Undaunteds main armament consisted of two breech-loading (BL) 9.2 in Mk V guns, one gun fore and aft of the superstructure on pivot mounts. Her secondary armament was ten BL 6 in guns, five on each broadside. Protection against torpedo boats was provided by six quick-firing (QF) 6-pounder Hotchkiss guns and ten QF 3-pounder Hotchkiss guns, most of which were mounted on the main deck in broadside positions. The ship was also armed with six 18-inch (457 mm) torpedo tubes: four on the broadside above water and one each in the bow and stern below water.

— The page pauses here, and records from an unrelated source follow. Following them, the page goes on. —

PR #12074, opened 2017-05-10
[GUI] avoid unneccesary work

peak3d:
Reduce cpu usage when checking for renderchanges

## Description
Kodi on idle eats a lot of cpu when checking for GUI changes.
Application::FrameMove() calls Process() of the active window and this function iterates through all the skin controls. Profiling this task leads to 2 places where we spend a lot of work for nothing.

The ship was protected by a waterline compound armour belt 10 in thick. It covered the middle 200 ft of the ship and was 5 ft 6 in high. Because the ship was overweight, the top of the armour belt was 2 ft below the waterline when she was fully loaded. The ends of the armour belt were closed off by transverse bulkheads 16 in. The lower deck was 2–3 in thick over the full length of the hull. The conning tower was protected by 12 in of armour.

==Construction and service==
Undaunted was laid down on 23 April 1885 by Palmers at their shipyard in Jarrow. The ship was launched on 25 November 1886, and completed on 18 September 1890. It was under the command of Captain Lord Charles Bereford, his first command. She served with the Mediterranean fleet under overall command of Sir George Tryon.

On 21 March 1893, Undaunted, under the command of the then Rear Admiral Lord Charles Beresford struck rocks on leaving Alexandria harbour, owing to an error by the ship's navigation officer, who gave the order to turn to Port instead of Starboard. The ship received minor underwater damage in the impact.

She served two commissions on the China Station. On 25 April 1901, she was paid off at Devonport and placed in the Fleet Reserve, where she stayed for a year, until she was prepared to be commissioned as tender to HMS Cambridge, gunnery school ship at the dockyard. Captain Frederick Alexander Warden was appointed in command on her commission as tender on 26 August 1902. She was sold for scrapping on 9 April 1907 to Harris of Bristol.